Maturing wireless technology and low-cost IoT devices are enabling new kinds of approaches to conventional fields and applications. This project will design a system called IoTScope that aims to shine wireless signals on any object and identify the material properties by analyzing the reflected and refracted signals. Such a capability has the potential to impact many applications helpful to society. Soil moisture detection using drones can help predict crop yield and fertilizer requirement, thus benefitting precision agriculture. Detection of the caloric values of liquids and of water contamination have important health-care applications. Being able to distinguish humans, cars, and other objects can be useful in autonomous-driving and security applications. The project aims to tackle algorithmic and practical challenges in enabling material detection using wireless signals. The simulations, experimental data, and software libraries that will be developed in the project will be made available to students through mini-projects. Given the “Sci-Fi" like nature of this work, it is designed to naturally draw students towards research, while also teaching fundamental principles of wireless communications, signal processing, and wave-matter interaction.

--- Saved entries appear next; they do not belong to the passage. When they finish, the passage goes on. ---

PR #3207, opened 2026-08-11
feat(studio): retime and edge-stretch an automation selection

vanceingalls:
First of nine slices of the old #3058, cut to keep each PR reviewable.

Drag a selection to retime it, or take its edge to stretch the points inside. Edge-stretch gets the same gesture contract the other four already follow — pointer capture, Escape-revert, a commit on release — so it stops being the odd one out.

Retiming works from a fixed points snapshot rather than re-reading mid-gesture, which is what stopped a stretch from compounding on itself.


miga-heygen (commented):
Clean. The snapshot approach prevents compounding, the gesture lifecycle is properly wired, and SSOT is maintained.

**Snapshot is correct.** `retimeRange` works from the frozen `origin` passed at press time. Each pointermove recomputes `dt` from that origin rather than accumulating deltas, so whether the edge arrives in one move or four the result is identical — the anti-compounding test pins this with a two-instance comparison.

**Gesture lifecycle matches the contract.** Pointer capture retargeted from `e.target` to `e.currentTarget` (SVG root), fixing a real bug where a child unmounting mid-drag silently released the capture. Escape-revert and commit-on-release are wired through the existing `cancelDrag`/`finish` flow.

**Edge clamping order is non-obvious but correct.** For `t0`: `Math.max(0, Math.min(raw, origin.t1 - MIN_SELECTION_SEC))` applies the 0-floor last, so a narrow selection near t=0 can't push t0 negative. The test "never yields a negative time" pins this explicitly.

**Edge-over-point priority** is the right call — the "stretches the same edge twice in a row" test uses `mountRerenderable` to verify that a breakpoint left on the edge by the first stretch is still edge-stretchable on the second, not treated as a point drag.

No blocking issues. LGTM.

_Review by Miga_

miguel-heygen (dismissed):
Exact-head review at `30c05475` — independently audited the retime/edge-stretch transform, gesture lifecycle, pointer capture, boundary clamping, and the regression coverage Miga highlighted.

- `useAutomationEdgeStretch.ts:136-208` retimes every preview from the fixed arm-time snapshot, so multi-move drags cannot compound.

The project attempts to harness the rich information inherent in wireless signals for detecting materials and enabling disruptive IoT applications. Detection can be challenging due to noisy data, wireless multipath (environmental reflections) and diffraction, complexity of material surface, arbitrary user mobility, etc. The specific research tasks are: (I) Fusion of physics models of signal-material interaction with measurements of reflected and refracted signals. This allows IoTScope to decouple signal entanglement with multipath with potentially higher accuracy than state-of-the art multipath deconvolution techniques. (II)Iterative hardware cancellation techniques for subtracting environmental multipath to amplify weak refracted signal. (III) Actuation/mobility based control of probing the material at various angles of incidence, antenna orientations, and frequencies to extract maximal spatial diversity with minimal overhead. (IV) To handle application-specific challenges in soil-moisture detection, the proposal exploits RF-vision fusion together with prior information about soil moisture properties.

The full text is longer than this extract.